PR #619, opened 2015-08-01
Update SKILL.tsv

Rezken:
- Cosmetic skill name changes like "Ice bolt" -> "Ice Bolt" and more.
- Adding forgotten dots at the end of sentences.
- Fixing some false grammar.


imcgames:
Thank you :+1:

PR #714, opened 2021-03-24
Testing towards a build on MacOS

hzeller:
DO NOT SUBMIT
Testing towards a build on MacOS
(we expect M4 to fail compile, but let's see)


mithro:
BTW @per-gron and @QuantamHD both have a lot of experience with bazel rules (through https://github.com/hdl/bazel_rules_hdl)  so might be able to provide some advice here....

hzeller:
Currently trying to work around some MacOS issues...
Since compiling flex and m4 locally was not working so well so far, currently on the path to see what happens if we use local versions of the same (but of course MacOS has _ancient_ versions of these installed, so the brew install puts it in some other directory ... causing all kinds of additional problems).
Once that is exhausted, will try to go back to see if I can make it get these things compiled hermetically.

So at this point, it is less of an issue with bazel rules, just trying to compile something on a Unix that hasn't been updated since 2001...

PR #721, opened 2021-03-30
clang-format: use style Google; always format all files.

hzeller:
* -style=file does not seem to work in CI; more investigation
   needed. For now: use Google style explicitly.
 * Always format all files in repo to avoid corner-cases
   with git branches.


hzeller:
Git messed-up #712 ... so this is the same in fresh :)

mithro (approved):
LGTM.

BTW You could have just force pushed to the old branch to update that....

PR #722, opened 2021-03-30
Run CI with -Werror

hzeller:
* Enable all warnings .. and disable the subset that are
   already in the code-base.
 * Disable one specific warning that popped up directly
   in the BUILD file.


hzeller:
FYI @mithro
I pressed 'merge' before requesting Review.

.github/workflows/script.sh
```diff
@@ -18,6 +18,39 @@ set -e
 
 source ./.github/settings.sh
 
+# TODO(b/171679296): re-enable c++11 support
```
mithro, line 21: Why wouldn't we want these in `.github/settings.sh`?

PR #723, opened 2021-03-30
Move Bazel opts back into settings.sh

hzeller:
moving the settings for bazel builds back to settings.sh


mithro (approved):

___

_Problem to work on_.
Using the records, find how many lines include the string "github" and report that number alone.

_Written response_.
4